Week 5: DataFrames and Visualization

This week we leveled up from loops to DataFrames! We discovered that pandas can do in one or two lines what previously required five or six. Then we learned how to visualize data to spot patterns that numbers alone might miss.

Your Growing Toolkit

Every problem we solve uses some combination of these tools:

  • Representation — how we encode meaning (binary, types, RGB)
  • Collections — how we group things (lists, tuples, dicts)
  • Control flow — how we make decisions and repeat (if/else, loops)
  • Functions — how we name and reuse logic
  • Abstraction — how we hide complexity
  • Efficiency — how we measure cost (summations, timing analysis)

This week: DataFrames (a new kind of collection) + Visualization (seeing patterns) → Powerful data analysis

The Big Picture

Overview showing Tuesday's DataFrame basics connecting to Thursday's visualization concepts.

We started with Billboard Hot 100 data stored as lists of dictionaries, and ended up with beautiful trajectory plots showing how songs move through the charts. Along the way, we learned that the right data structure can make complex analysis feel almost effortless.


Tuesday: DataFrames

We made a dramatic shift from writing loops for everything to letting pandas do the heavy lifting.

The Problem with Loops

Last week, we explored Billboard data using lists of dictionaries. Every question required a loop:

# Count songs by artist — the loop way
artist_counts = {}
for song in chartlist:
    artist = song['artist']
    if artist in artist_counts:
        artist_counts[artist] += 1
    else:
        artist_counts[artist] = 1

This works, but it’s verbose. Finding the average weeks on chart? Another loop. Finding the #1 song? Another loop. It gets tedious!

The DataFrame Solution

Side-by-side comparison showing 6 lines of loop code versus 2 lines of DataFrame code to accomplish the same task.

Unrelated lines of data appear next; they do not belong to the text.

PR #3713, opened 2024-04-12
T3T1 production keys

matejcik:
I played with GIMP for a bit and managed to squeeze the `vendor_unsafe.toif` under a limit so that the total VH size fits into 1024 bytes.
`vendor_trezor.toif` is the filled Trezor logo which was smaller from the outset.

please check the keys against expected values


core/embed/rust/src/event_loop/mod.rs
TychoVrahe, line 1: should not be included

TychoVrahe (commented):
otherwise LGTM. Checked keys against notion.

core/embed/rust/src/event_loop/mod.rs
matejcik: good catch, removed in rebase

TychoVrahe (approved):

PR #3715, opened 2024-04-12
refactor(core): generate macros for rust bindgen automatically

### LINKED ISSUE #3526: generate defines for rust bindgen automatically
Rust bindgen needs to be passed appropriate defines and include paths to work correctly. These are currently duplicated in both `build.rs` and board definitions. We should create an universal tool to pass all (necessary?) defines to rust bindgen automatically.

https://github.com/trezor/trezor-firmware/pull/3228#discussion_r1450475121

TychoVrahe:
removes most of the duplications between sconscript and bindgen build stages.

unfortunately, some duplicated declarations are still in makefile test targets, but at least we have more precise control over what is being tested. 

closes #3526

### DIFF
--- a/core/Makefile
+++ b/core/Makefile
@@ -42,6 +42,8 @@ OPENOCD_INTERFACE ?= stlink
 # OpenOCD transport default. Alternative: jtag
 OPENOCD_TRANSPORT ?= hla_swd
 
+BINDGEN_MACROS_COMMON=-I../unix,-I../trezorhal/unix,-I../../build/unix,-I../../vendor/micropython/ports/unix,-I../../../crypto,-I../../../storage,-I../../vendor/micropython,-I../../vendor/micropython/lib/uzlib,-I../lib,-I../trezorhal,-I../trezorhal/unix,-I../models,-DTREZOR_EMULATOR,-DTREZOR_BOARD="boards/board-unix.h",
+
 ifeq ($(TREZOR_MODEL), 1)
 MCU = STM32F2
 LAYOUT_FILE = embed/models/model_T1B1.h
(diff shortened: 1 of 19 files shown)


matejcik:
i kinda hate that we have to put the bindgen macros in makefile, but can't come up with a better idea
@cepetr anything comes to mind?
could we maybe make some sort of single-source-of-truth text files that would be loaded both by `build.rs` and by sconscript, based on the model specification?
something like `include_paths.txt` and `defines.txt` per model?

(nit, if we go this way: typically you'd use `,` as the item separator, cf. gcc's `-Wl,-pie`)

TychoVrahe:
Though in scons these defines are not static even per model - they differ based on e.g. if you are emulating bootloader or firmware, if you have some flags set (for example `DISABLE_OPTIGA`). So the source of truth needs some intelligence to ensure that build.rs and scons use the same defines and includes. 

Maybe we could do some generation of the `txt` from scons for some given configuration and add it to `make gen`, and load it in makefile, or add as default for build.rs.

Separator: you mean to use comma in the `BINDGEN_MACROS`?

TychoVrahe:
``replaced the separator in: https://github.com/trezor/trezor-firmware/commit/03472fbfa1e2321059a0a6985fddbbfacbf8d86b

> but those basically match Rust build flags, correct?
not necessarily, not all C build options are passed to rust as feature - e.g. `PRODUCTION` is something user sets and isn't passed into rust. But bindgen should know about it, as it can affect what gets generated - while maybe this flag doesn't, the aim is to ensure that regardless of any future modifications bindgen see the same as gcc.

PR #3716, opened 2024-04-15
refactor: introduce emulator boards

TychoVrahe:
Introducing emulator boards concept, which allows us to handle different emutalor configurations in same manner as we handle configuration for regular HW.

Along with this, some reorganization of site_scons/models and embed/models is done, in order to keep the model specific files in as little places as possible


core/embed/trezorhal/unix/display_driver.c
```diff
@@ -27,46 +27,9 @@
...
-#define TOUCH_OFFSET_X 32
-#define TOUCH_OFFSET_Y 84
-
-#elif defined TREZOR_MODEL_T3T1
-
-#define WINDOW_WIDTH 400
-#define WINDOW_HEIGHT 600
-#define TOUCH_OFFSET_X 80
-#define TOUCH_OFFSET_Y 110
+#include TREZOR_BOARD
```
cepetr, line 30: `TREZOR_BOARD` is already included in `xdisplay.h`. However, if you prefer to keep it here, I would suggest placing it at the beginning as the first included file. Although we do not have formal rules regarding this...

core/SConscript.bootloader_emu
```diff
@@ -116,39 +117,14 @@ SOURCE_MOD += [
 
 if NEW_RENDERING:
     CPPDEFINES_MOD += ['NEW_RENDERING']
-    if TREZOR_MODEL in ('T',):
-        CPPDEFINES_MOD += ['DISPLAY_RGB565']
```
cepetr, line 120: The definition of `DISPLAY_RGB565` is inconsistent - it's only included in the emulator build, and I discovered that we don't use `DISPLAY_RGB565` anywhere in the code. However, we do use the `DISPLAY_MONO8` macro.

We have two options:
1. Eliminate `DISPLAY_RGB565` since it is not used.
2. Consistently define `DISPLAY_XXX` whenever the corresponding Rust feature `display_xxx` is defined. 

Currently, I have no preference. The second option might be better, although it offers no immediate benefit.

cepetr (changes requested):
I really like this change. It's a big step forward.

core/embed/trezorhal/unix/display-unix.h
```diff
@@ -3,39 +3,6 @@
...
-
-#ifdef TREZOR_MODEL_1
-#define MAX_DISPLAY_RESX 128
-#define MAX_DISPLAY_RESY 64
-#define DISPLAY_RESX 128
-#define DISPLAY_RESY 64
-#define TREZOR_FONT_BPP 1
-#endif
-
 extern uint8_t *const DISPLAY_DATA_ADDRESS;
```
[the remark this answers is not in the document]
TychoVrahe: removed https://github.com/trezor/trezor-firmware/commit/dbff8d36031d0945ec5193f439024ef85b94396c

core/site_scons/models/T2B1/__init__.py
```diff
@@ -0,0 +1,32 @@
...
+from typing import Optional
+
+from .emulator import configure as emul
+from .trezor_r_v3 import configure as configure_r3
+from .trezor_r_v4 import configure as configure_r4
+from .trezor_r_v6 import configure as configure_r6
+from .trezor_r_v10 import configure as configure_r10
+
+
+def configure_board(
```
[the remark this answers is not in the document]
TychoVrahe: using when there is more than one hw board: https://github.com/trezor/trezor-firmware/commit/2bb1f438a6cb7c57989ed555e6652f56ba69df6c

core/site_scons/models/T2B1/__init__.py
```diff
@@ -0,0 +1,32 @@
...
+    revision: Optional[int],
```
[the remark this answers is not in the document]
TychoVrahe: https://github.com/trezor/trezor-firmware/commit/2965842bdc3adb7e7051abc99e94d6f6f5e5f15c

core/embed/trezorhal/unix/display_driver.c
TychoVrahe: moved https://github.com/trezor/trezor-firmware/commit/4aeb7aa83bfc4969221049687ea8839140ee20be

core/SConscript.bootloader_emu
TychoVrahe: Decided for 2, as we will soon need to distinguish RGB585 vs RGBA8888 variants in emulator driver: https://github.com/trezor/trezor-firmware/commit/847dfd5e3f5a65e95bb6b938a1fa18f24f0edb1e

Also DISC2 seem to have been missing these macros for new_rendering, so fixed it here https://github.com/trezor/trezor-firmware/commit/3efabfae14c879373add069d6a14cad9341c23bf

cepetr (approved):

PR #3717, opened 2024-04-15
add T3T1 production keys to trezorctl

TychoVrahe:
used keys from notion


python/src/trezorlib/firmware/models.py
```diff
@@ -227,18 +227,18 @@ class ModelKeys:
     boardloader_keys=[
```
matejcik, line 227: `production=True`

TychoVrahe: fixed https://github.com/trezor/trezor-firmware/commit/021bb1662496fa74629afc9fd843d14ab1c7548f

PR #3722, opened 2024-04-16
fix T3T1 reboot to bootloader 

TychoVrahe:
it was occasionally crashing while rebooting, because there was display update in progress and the SVC call blocked other interrupts. 

Moved the `ensure_compatible_settings` from svc handler to initial `svc_reboot_to_bootloader` call, so that inside the handler it is ensured that the display operations have finished.

The removal led to some weird hardfault during the reboot, due to some weirdness in returning from SVC. Basically it seemed that stack pointer, instead of the stack[0] value was changed, and the next stack[6] modification hardfaulted. 

The modification fixed it on U5 at least.. 

@hiviah could you try if this works on F4 also? does this modification makes sense to you?

[no changelog]

### DIFF
--- a/core/embed/bootloader/main.c
+++ b/core/embed/bootloader/main.c
@@ -353,6 +353,7 @@ void real_jump_to_firmware(void) {
     ui_screen_boot_stage_1(false);
   }
 
+  display_finish_actions();
   ensure_compatible_settings();
 
   // mpu_config_firmware();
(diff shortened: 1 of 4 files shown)


TychoVrahe:
Added the comment and moved the finish_actions out from the ensure function. https://github.com/trezor/trezor-firmware/commit/81e1cf621d8a40e7ca97246182dd92c2c1482a2c

bosomt:
**QA OK**

PR #3723, opened 2024-04-16
fix stm32u5 sha256 calculation

TychoVrahe:
The original version was failing in some scenarios - not entirely sure why, but using `HAL_HASHEx_SHA256_Accmlt_End` function with zero data to retrieve hash fixes the problem and does not require weird `HASH->STR |= HASH_STR_DCAL;` statement. Guessing that the `HAL_HASHEx_SHA256_Finish` was misused.


matejcik (approved):
utACK

cepetr (approved):

PR #3725, opened 2024-04-16
fix(core): ensure correctly programmed oem key option bytes

TychoVrahe:
This PR sets OEM key option bytes to 0xff.. value, which is interpreted as not set.

There is no possibility to read what is set, so this is only done when changing other option bytes - so we still need to check that the OEM key is not set later in fw.


core/embed/trezorhal/stm32u5/lowlevel.c
```diff
@@ -211,6 +211,11 @@ uint32_t flash_set_option_bytes(void) {
   FLASH->WRP2AR = WRP_DEFAULT_VALUE;
   FLASH->WRP2BR = WRP_DEFAULT_VALUE;
 
+  FLASH->OEM1KEYR1 = 0xFFFFFFFF;
```
cepetr, line 214: Please consider explaining in comment why we write FFs to OEMxKEY.

cepetr (approved):

PR #3728, opened 2024-04-17
add support for T3B1

### LINKED ISSUE #3785: Change manufacturer a product name on T3B1
Related issue: https://github.com/trezor/trezor-firmware/pull/3770

TychoVrahe:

A DataFrame is a 2D table where rows are records and columns are attributes. The key insight is that DataFrames have built-in operations for common tasks:

import pandas as pd

# Load data
df = pd.read_csv('billboard.csv')

# Count new songs — one line!
new_count = df[df['isNew']].shape[0]

# Average weeks on chart — one line!
avg_weeks = df['weeks'].mean()

What Is a DataFrame?

Diagram showing a DataFrame structure with rows labeled as records and columns labeled as attributes.

Think of a DataFrame like a spreadsheet:

  • Each row is one record (one song on one week’s chart)
  • Each column is one attribute (title, artist, rank, weeks, etc.)
  • You can select, filter, and aggregate with simple expressions

Creating DataFrames

You can create a DataFrame from a list of dictionaries:

df = pd.DataFrame(chartlist)

Or load directly from a CSV file:

df = pd.read_csv('billboard.csv')

Viewing Your Data

df.head(10)          # First 10 rows
df.shape             # (rows, columns)
df.columns.tolist()  # List of column names

Pattern 1: Filtering

One of the most powerful DataFrame operations is filtering — selecting only the rows that match some condition.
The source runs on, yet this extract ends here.